What sort of things do you usually counsel people in these situations? What can mobile researchers do to alleviate some of the anxiety for their partner and children before and during the move?
I observe in my clients that, apart from the administrative side, their move to Belgium (for example) is not well prepared. Usually, one of the partners has found a job in Brussels and the other follows. The excitement of a new life hides all the difficult aspects of an expatriation. It’s really important to prepare and discuss the move. Who is going to work? How long do you/we agree to stay? Who is going to take care of the children? The more one discusses the details of the future life, the easier the move becomes.
Moving is a very stressful experience in life and its effects are often underestimated. Moves reactivate rather primitive anxieties that exist when a baby establishes autonomy from its mother. It’s important to anticipate the support that the family members will need. Is it by visiting their home country more often? Is it with a daily Zoom call with friends? They need to visualise the separation and ways to alleviate the anxieties that spring form that.
Once abroad, can you propose some things families can do to help with the integration process. What should they prioritise?
It really depends on the duration of the stay abroad of course. Reflecting on and discussing the project is very important. Evaluate regularly if every member of the family is happy with the new life. Then it depends on everybody’s interest. I would recommend localising the experience as much as possible; learn the language, meet the neighbours, participate in activities like sports with locals and get out of the expat bubble… All good occasions to create new friendships. And if they feel lonely, stressed or anxious, they should not hesitate to consult a therapist.

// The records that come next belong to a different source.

PR #2363, opened 2023-09-26
Aggregate metrics

jamesbchao:
## Description
One-liner change to add back aggregate torchmetrics as per: https://msdata.visualstudio.com/Vienna/_queries/edit/2646440/?queryId=7b8f40a5-dea1-4516-a248-f93f2cc1ce66

## Checklist

### DIFF
--- a/notebooks/responsibleaidashboard/vision/responsibleaidashboard-standard-pytorch-model-dataset.ipynb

Talking, expressing one’s feelings is key. It takes minimum a year to feel integrated into a new place. So, expect a range of feelings at the beginning; a clash between the excitement of the new life and the nostalgia of the country of origin is normal.

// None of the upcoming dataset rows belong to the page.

PR #2366, opened 2023-09-27
fix choose cohorts close or cancel updating feature cohorts selection in flyout

imatiach-msft:
## Description

Fixing bug from bug bash discovered by @vinuthakaranth 
The "Choose cohorts" flyout was saving the user's selection even when they clicked cancel or close buttons.
This issue was found during text/vision dashboard bugbash but it looks like a general issue that is in the tabular dashboard as well.

Video of functionality prior to fix:

https://github.com/microsoft/responsible-ai-toolbox/assets/24683184/5afe7832-69fe-43b6-aa03-da0ed53e7bc3

Video of functionality after fix:

https://github.com/microsoft/responsible-ai-toolbox/assets/24683184/f0f9b577-dedd-4ad7-ad54-71f0270a79d2

## Checklist

### DIFF
--- a/libs/model-assessment/src/lib/ModelAssessmentDashboard/Controls/ModelOverview/ChartConfigurationFlyoutProps.tsx
+++ b/libs/model-assessment/src/lib/ModelAssessmentDashboard/Controls/ModelOverview/ChartConfigurationFlyoutProps.tsx
@@ -1,0 +1,19 @@
+// Copyright (c) Microsoft Corporation.
+// Licensed under the MIT License.
+
+import { ErrorCohort } from "@responsible-ai/core-ui";
+
+export interface IChartConfigurationFlyoutProps {
+  isOpen: boolean;
+  onDismissFlyout: () => void;
+  datasetCohorts: ErrorCohort[];
+  featureBasedCohorts: ErrorCohort[];
+  selectedDatasetCohorts?: number[];
+  selectedFeatureBasedCohorts?: number[];
+  updateCohortSelection: (
+    selectedDatasetCohorts: number[],
+    selectedFeatureBasedCohorts: number[],
+    datasetCohortChartIsSelected: boolean
+  ) => void;
+  datasetCohortViewIsSelected: boolean;
+}
--- a/libs/model-assessment/src/lib/ModelAssessmentDashboard/Controls/ModelOverview/ChartConfigurationFlyoutUtils.tsx
+++ b/libs/model-assessment/src/lib/ModelAssessmentDashboard/Controls/ModelOverview/ChartConfigurationFlyoutUtils.tsx
@@ -1,0 +1,88 @@
+// Copyright (c) Microsoft Corporation.
+// Licensed under the MIT License.
+
+import { IDropdownOption } from "@fluentui/react";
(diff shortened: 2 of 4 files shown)


libs/model-assessment/src/lib/ModelAssessmentDashboard/Controls/ModelOverview/ChartConfigurationFlyoutProps.tsx
```diff
@@ -0,0 +1,19 @@
+// Copyright (c) Microsoft Corporation.
+// Licensed under the MIT License.
+
+import { ErrorCohort } from "@responsible-ai/core-ui";
+
+export interface IChartConfigurationFlyoutProps {
```
vinuthakaranth, line 6: nit: both props and state interface can be in single file

vinuthakaranth: or can be moved to utils file too

libs/model-assessment/src/lib/ModelAssessmentDashboard/Controls/ModelOverview/ChartConfigurationFlyoutUtils.tsx
```diff
@@ -0,0 +1,89 @@
...
+
+import { IDropdownOption } from "@fluentui/react";
+import { ErrorCohort } from "@responsible-ai/core-ui";
+
+import { IChartConfigurationFlyoutProps } from "./ChartConfigurationFlyoutProps";
+
+export const selectAllOptionKey = "selectAll";
+
+export function getInitialNewlySelectedDatasetCohorts(
+  props: IChartConfigurationFlyoutProps
```
vinuthakaranth, line 12: can we just pass the props that are needed to this function and the following function? this avoids the overhead of passing all unwanted props.

vinuthakaranth (approved):

libs/model-assessment/src/lib/ModelAssessmentDashboard/Controls/ModelOverview/ChartConfigurationFlyoutProps.tsx
imatiach-msft: we have 24 files that are props only:
https://github.com/search?q=repo%3Amicrosoft%2Fresponsible-ai-toolbox+Props.ts&type=code
and we have 12 files that are state only:
https://github.com/search?q=repo%3Amicrosoft%2Fresponsible-ai-toolbox+State.ts&type=code
I hope it's ok to keep to this convention?  I just wanted to bring the line count down and this was the only thing I could think of.  Seems it needs deeper refactoring to bring it below the suggested limit of 300 lines.

libs/model-assessment/src/lib/ModelAssessmentDashboard/Controls/ModelOverview/ChartConfigurationFlyoutUtils.tsx
imatiach-msft: good point, done!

Marriages and close relationships with family back home come under strain in foreign settings. What should couples be on the look out for and what do you advise they do if tensions are building?
Surprisingly, research suggests that the people most subjected to parental burnout are educated woman that don’t work and take care of the children.
Communication is very important with as few taboos as possible. The place and the role of the partner is really something that should be discussed and anticipated. Are the two partners still aligned with the move and experience? Are some changes needed? If tension is building (which happens in every healthy couple), they should not hesitate to consult someone about the problems before conflicts arise.
Depression and health issues abroad are worrisome for would-be mobile researchers and their families. What are the main signs to watch for and what steps should they take?
First, be on the lookout for unusual (new) behaviours like excessive alcohol or substance use, aggressiveness, violence, moods, etc. Sometimes we see something called psychological decompensation after, for example, a trauma which reveals itself due to the stress involved with moving abroad.
It’s important to find a professional that takes the expat dimension into account. Sometimes, a reconnection with the secure link (family, friends…) can help to reduce the symptoms. Affective support can be more efficient that taking medication, for example.
Julie is a board member of the ForMediation group, which offers continuous training to all professionals dealing with families. She is also a Family Mediator and Jurist at CHS and the Mental Health Service ‘Le Chien Vert’.